The organic electrolyte of tetraethylammonium tetrafluoroborate (TEABF4) in the aprotic solvent of acetonitrile (ACN) is widely used in electrochemical systems such as electrochemical capacitors. In this paper, we examine the solvation of TEA+ and BF4− in ACN, and the structure, capacitance, and dynamics of the electrical double layers (EDLs) in the TEABF4–ACN electrolyte using molecular dynamics simulations complemented with quantum density functional theory calculations. The solvation of TEA+ and BF4− ions is found to be much weaker than that of small inorganic ions in aqueous solutions, and the ACN molecules in the solvation shell of both types of ions show only weak packing and orientational ordering. These solvation characteristics are caused by the large size, charge delocalization, and irregular shape (in the case of TEA+ cation) of the ions. Near neutral electrodes, the double-layer structure in the organic electrolyte exhibits a rich organization: the solvent shows strong layering and orientational ordering, ions are significantly contact-adsorbed on the electrode, and alternating layers of cations/anions penetrate ca. 1.1 nm into the bulk electrolyte. The significant contact adsorption of ions and the alternating layering of cation/anion are new features found for EDLs in organic electrolytes.
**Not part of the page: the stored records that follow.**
PR #1412, opened 2024-06-20
BUGFIX: Hacknet level base cost multiplier fix

### LINKED ISSUE #746: Hacknet level base cost is 500 but first level purchase is 520, 1 multiplier ahead.
As opposed to first ram and core purchase being their base costs of 30k and 500k respectively.

JamesWilcox-git:
Fixes #746


d0sboots:
Whoops, this fell off my radar somehow.

PR #1414, opened 2024-06-20
INFILTRATION: Handle automated infiltration

catloversg:
Infiltration has never been balanced to be played by an automation script. In our code base, we prohibit it with the checks in `src\Infiltration\ui\Game.tsx` and `src\Infiltration\ui\KeyHandler.tsx`, but our checks are wrong:
- `press`: It does not check if `event` is a "real" event or a synthetic one.
- `press`: It does not call `onFailure({ automated: true })`, so the check `options?.automated` in `onFailure` is useless.

With these bugs, our standpoint on automated infiltration is weird. We prohibit it, but we don't do anything to prevent it. There are 3 ways to deal with it:
- Fix those bugs. Make it clear that infiltration is a non-automatic feature. [1]
- Balance it properly and allow it [2]. For example, we can add special restrictions if we detect automation:
  - Lower reward.
  - Random chance of failure + higher damage.
- Revamp infiltration from scratch. [3]

[3] is a big overhaul, so that's not the job of this PR. This PR uses [1]. This is a controversial change because the automated infiltration script is widespread, and many people like it. If the maintainers want, I will change it to [2].

### DIFF
--- a/src/Infiltration/ui/Game.tsx
+++ b/src/Infiltration/ui/Game.tsx
@@ -97,7 +97,11 @@ export function Game(props: GameProps): React.ReactElement {
       if (options?.automated) {
         damage = Player.hp.current;
         setTimeout(() => {
-          SnackbarEvents.emit("You were hospitalized. Do not try to automate infiltration!", ToastVariant.WARNING, 5000);
+          SnackbarEvents.emit(
+            "You were hospitalized. Do not try to automate infiltration!",
+            ToastVariant.WARNING,
+            5000,
+          );
         }, 500);
       }
       if (Player.takeDamage(damage)) {
--- a/src/Infiltration/ui/Game.tsx
+++ b/src/Infiltration/ui/Game.tsx
@@ -1,6 +1,6 @@
 import { Button, Container, Paper, Typography } from "@mui/material";
 import React, { useCallback, useState } from "react";
-import { FactionName } from "@enums";
+import { FactionName, ToastVariant } from "@enums";
 import { Router } from "../../ui/GameRoot";
 import { Page } from "../../ui/Router";
 import { Player } from "@player";
@@ -15,6 +15,7 @@ import { SlashGame } from "./SlashGame";
 import { Victory } from "./Victory";
 import { WireCuttingGame } from "./WireCuttingGame";
 import { calculateDamageAfterFailingInfiltration } from "../utils";
+import { SnackbarEvents } from "../../ui/React/Snackbar";
 
 type GameProps = {
   StartingDifficulty: number;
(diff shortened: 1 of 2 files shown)


d0sboots:
My personal stance has always been to lean towards (2). For instance, infil rewards could be scaled based on how many successful infiltrations you've done in the past 15 minutes. Done properly, it wouldn't affect manual infil rewards, while reducing the profit of automated infil to balancable levels. This would open the door to infil eventually becoming an official singularity API.

I think @Snarling needs to weigh in here.

otac0n:
As a player, I would really prefer to have some built-in ways to develop this myself rather than downloading someone else's script. I 100% expected to be able to do it as part of singularity.

Snarling:
It's already clear that automating infiltration is not officially supported:

1. There's no API for it
2. Bypassing the anti-automation protections is not impossible but does require specific workarounds.

Why not beef up the anti-automation protections?

1. It is not realistic to patch every possible way the player can access game internals, so our general stance on exploits is not to try and patch them out.
2. Bypassing game protections is fun for players, we don't need to make everything as bulletproof as possible.\\

Why not officially support automation?

1. An API doesn't really make sense for it. If the game state is clearly communicated to the player through an API, then it becomes extremely straightforward to program in the correct response to win a given game. None of the games present any difficulty when given a programmable API.
2. The main challenge of an automated infiltration script (especially if not taking "inspiration" from an existing one) is figuring out how to scrape the game state from the document, and how to spoof the events to play the games.

Other thoughts:

1. Infiltration is currently too strong to allow automation via an official API.
2. The strength of automated infiltration makes players feel more accomplished when they are able to successfully automate it.
3. If automating it is not officially supported, it's fine for it to have the high rewards it currently does, because it's effectively an exploit.

Snarling:
The changes in this PR can also be worked around, so I'd be fine with merging this just to spice things up and give an extra hurdle to players who want to automate infiltration.

src/Infiltration/ui/Game.tsx
```diff
@@ -91,11 +92,14 @@ export function Game(props: GameProps): React.ReactElement {
...
-      // it's clear they're not meant to
-      const damage = options?.automated
-        ? Player.hp.current
-        : calculateDamageAfterFailingInfiltration(props.StartingDifficulty);
+      let damage = calculateDamageAfterFailingInfiltration(props.StartingDifficulty);
+      // Kill the player immediately if they use automation, so it's clear they're not meant to
+      if (options?.automated) {
+        damage = Player.hp.current;
+        setTimeout(() => {
+          SnackbarEvents.emit("You was hospitalized. Do not try to automate infiltration!", ToastVariant.WARNING, 5000);
```
Snarling:
```suggestion
          SnackbarEvents.emit("You were hospitalized. Do not try to automate infiltration!", ToastVariant.WARNING, 5000);
```
Just a typo / grammar fix

PR #1422, opened 2024-06-21
INFILTRATION: Improve accuracy of slash game UI

### LINKED ISSUE #1402: Shadows of Anarchy Ares augmentation doesn't always work.
image

I'm not completely sure how to reproduce it. I had trouble with this a few days ago, but it was working yesterday. Then it started again today. I'm just doing manual infiltrations, and the timer provided by the Ares augmentation is wrong.

Playing on v2.6.2dev (18ae6ce21).

catloversg:
New change: If the player has `MightOfAres`, the logic of phase 1 only starts after the "special" `GameTimer` expires.

Fixes #1402.

### DIFF
--- a/src/Infiltration/ui/SlashGame.tsx
+++ b/src/Infiltration/ui/SlashGame.tsx
@@ -28,23 +28,24 @@ const difficulties: {
 export function SlashGame({ difficulty, onSuccess, onFailure }: IMinigameProps): React.ReactElement {
   const [phase, setPhase] = useState(0);
   const timeOutId = useRef<number | ReturnType<typeof setTimeout>>(-1);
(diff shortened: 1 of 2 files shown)


src/Infiltration/ui/SlashGame.tsx
```diff
@@ -27,34 +27,52 @@ const difficulties: {
...
-    setPhase(0);
-    setGuardingTime(guardingTime);
-    setHasAugment(Player.hasAugmentation(AugmentationName.MightOfAres, true));
+    return {
+      hasAugment: Player.hasAugmentation(AugmentationName.MightOfAres, true),
+      guardingTime,
+      distractedTime,
+      alertedTime,
+    };
+  }, [difficulty]);
```
d0sboots: You're memoizing the augment state here... isn't it possible for it to change without this component getting re-rendered as a result?

PR #2029, opened 2025-03-15
IPVGO: Add new analysis method to set a custom testing board state

ficocelliguy:
Adds a new setTestingBoardState() that resets the current game, sets the opponent to "No AI", and sets the current board to the size and state of the provided one. 

Based on a few player's requests, such as here:
https://discord.com/channels/415207508303544321/1221920484111814828/1347731008258048040


src/Go/effects/netscriptGoImplementation.ts
```diff
@@ -264,6 +264,17 @@ export function getControlledEmptyNodes(_board?: Board) {
...
 
+export function setTestingBoardState(board: Board) {
+  resetBoardState(
+    () => {},
+    () => {},
+    GoOpponent.none,
+    board.length,
+  );
+  Go.currentGame.board = board;
+  GoEvents.emit();
```
d0sboots, line 277: I think you need to reset the promises here?

ficocelliguy: resetBoardState() just above calls the promise resetter added in the recently-merged PR.

PR #2031, opened 2025-03-15
CI: Pin commit id of tj-actions/changed-files

catloversg:
`tj-actions/changed-files` was compromised and taken down, so the `Validate Title and Check for Dist Changes` action failed in recent PRs. We are not in danger now, but we need to find or write an alternative solution soon. Ideally, we should write that kind of logic instead of relying on a third-party action. Our usage is very simple and can be implemented fairly easily. It still takes a while, though. In the meantime, we can switch the compromised action to a fork and pin the commit id to avoid this kind of supply chain attack.

The source code was pulled from https://code.forgejo.org/tj-actions/changed-files. I pushed everything to my fork, except the malicious commit.

Fork: https://github.com/catloversg/tj-actions-changed-files
Test the fork: https://github.com/catloversg/test-tj-actions-changed-files

I pinned it at c65cd883420fd2eb864698a825fc4162dd94482c, which is the last known-good commit of v44. You can verify this claim by checking the log of old action runs. For example: https://github.com/bitburner-official/bitburner-src/actions/runs/13858868484/job/38782020497.

### DIFF
--- a/.github/workflows/title-and-dist-checks.yml
+++ b/.github/workflows/title-and-dist-checks.yml
@@ -18,7 +18,7 @@ jobs:
         uses: actions/checkout@v4
       - name: Check bundle files
         id: changed-bundle-files
-        uses: tj-actions/changed-files@v44
+        uses: catloversg/tj-actions-changed-files@c65cd883420fd2eb864698a825fc4162dd94482c
         with:
           files: |
             dist/**
--- a/.github/workflows/title-and-dist-checks.yml
+++ b/.github/workflows/title-and-dist-checks.yml
@@ -18,7 +18,7 @@ jobs:
         uses: actions/checkout@v4
       - name: Check bundle files
         id: changed-bundle-files
-        uses: catloversg/tj-actions-changed-files@c65cd883420fd2eb864698a825fc4162dd94482c
+        uses: tj-actions/changed-files@c65cd883420fd2eb864698a825fc4162dd94482c
         with:
           files: |
             dist/**


d0sboots:
So, by the time I was generally aware today, tj-actions was re-instated and re-secured. This highlights both the up *and* downsides of large supply-chain attacks:

* They are large tempting targets, so more effort is put into attacking them and there are correspondingly more breaks.
* But since there are more eyes on them, the hacks tend to be discovered and resolved very quickly.

We're a small project, so the likelihood of someone targeting us, specifically, is rather low. But, if there was a compromise through an action on your account, or mine, it could easily go unnoticed for months, or years.

Overall, I think the right thing to do here is to pin the commit hash, but leave it pointing at tj-actions (now that it is reinstated). That should be at least as secure as having a fork, and both more transparent and easier to maintain.

catloversg:
What do you think about these actions:
- All actions provided by GitHub: https://github.com/actions
  - actions/checkout
  - actions/setup-node
  - actions/upload-pages-artifact
  - actions/deploy-pages
  - actions/checkout
- `CyberAndrii/setup-steamcmd` in `.github\workflows\steamDev.yml`. It seems that we don't use this action. Pinning it is the right choice, but it's even better if we remove this action. AFAIK, when Snarling releases Steam builds, he does not use this action and just does it manually.

d0sboots:
For the github provided ones, I don't think we need to pin hashes. If they are hacked, we have much bigger issues. 

Let's double-check that the stream one is unused.

PR #2032, opened 2025-03-16
BUGFIX: Ensure that IPvGO promises are initialized correctly on a new save and on fluming

ficocelliguy:
Previously resetAI() and handleNextTurn() (which set up promises in an appropriate state for the first move in IPvGO) were not being called on the very first game of a new save, or after a new bitnode was chosen. This caused certain next move promises to never resolve, even when it was that player's turn.

### DIFF
--- a/src/Go/boardAnalysis/goAI.ts
+++ b/src/Go/boardAnalysis/goAI.ts
@@ -27,7 +27,7 @@ type PlayerPromise = {
   resolver: ((play?: Play) => void) | null;
 };
 
-const gameOver = { type: GoPlayType.gameOver, x: null, y: null } as const;
+const gameOver: Play = { type: GoPlayType.gameOver, x: null, y: null } as const;
 const playerPromises: Record<GoColor.black | GoColor.white, PlayerPromise> = {
   [GoColor.black]: { nextTurn: Promise.resolve(gameOver), resolver: null },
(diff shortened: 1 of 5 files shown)


ficocelliguy:
@d0sboots I don't know if this is important enough to be made into a patch or not. The workaround is that there is no issue if a player makes a move or restarts the game, either manually or via the api, after an install (or on a new save), and it only applies to the very first game.

However, it's relevant for playing as white, since scripts may have to wait at the beginning of the game if they aren't playing as black.

src/Go/boardAnalysis/goAI.ts
```diff
@@ -27,7 +27,7 @@ type PlayerPromise = {
   resolver: ((play?: Play) => void) | null;
 };
 
-const gameOver = { type: GoPlayType.gameOver, x: null, y: null } as const;
+const gameOver: Play = { type: GoPlayType.gameOver, x: null, y: null } as const;
```
d0sboots, line 30: The type here is unneeded. TS is structurally typed, not declaratively typed, so this is only telling the compiler what it already knows.

ficocelliguy: I thought so, but this made Idea stop complaining about it 🤷‍♂️

PR #2035, opened 2025-03-17
API: syntax errors in NetscriptDefinitions.d.ts

shyguy1412:
The go API declares function parameters with default values. That's not valid syntax in a declaration file since default values are an implementation detail. I replaced the default values with optional booleans to fix that.

Example
```ts
repairOfflineNode(
    x: number,
    y: number,
    playAsWhite = false,
  ): Promise<{
    type: "move" | "pass" | "gameOver";
    x: number | null;
    y: number | null;
  }>;
  
  //replaced with 
  
  repairOfflineNode(
    x: number,
    y: number,
    playAsWhite?: boolean,
  ): Promise<{
    type: "move" | "pass" | "gameOver";
    x: number | null;
    y: number | null;
  }>;
  ```

### DIFF
--- a/markdown/bitburner.go.makemove.md
+++ b/markdown/bitburner.go.makemove.md
@@ -14,7 +14,7 @@ playAsWhite is optional, and attempts to make a move as the white player. Only c
 makeMove(
     x: number,
     y: number,
-    playAsWhite = false,
+    playAsWhite?: boolean,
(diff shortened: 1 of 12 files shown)


shyguy1412:
Appearently thats already part of #2028 so imma just close this again x.x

These features essentially originate from the fact that van der Waals interactions between organic ions and the electrode are strong and the partial desolvation of these ions occurs easily, as a result of the large size of the organic ions. Near charged electrodes, distinct counter-ion concentration peaks form, and the ion distribution cannot be described by the Helmholtz model or the Helmholtz + Poisson–Boltzmann model. This is because the number of counter-ions adsorbed on the electrode exceeds the number of electrons on the electrode, and the electrode is over-screened in parts of the EDL. The computed capacitances of the EDLs are in good agreement with that inferred from experimental measurements. Both the rotations (ACN only) and translations of interfacial ACN and ions are found to slow down as the electrode is electrified. We also observe an asymmetrical dependence of these motions on the sign of the electrode charge. The rotation/diffusion of ACN and the diffusion of ions in the region beyond the first ACN or ion layer differ only weakly from those in the bulk.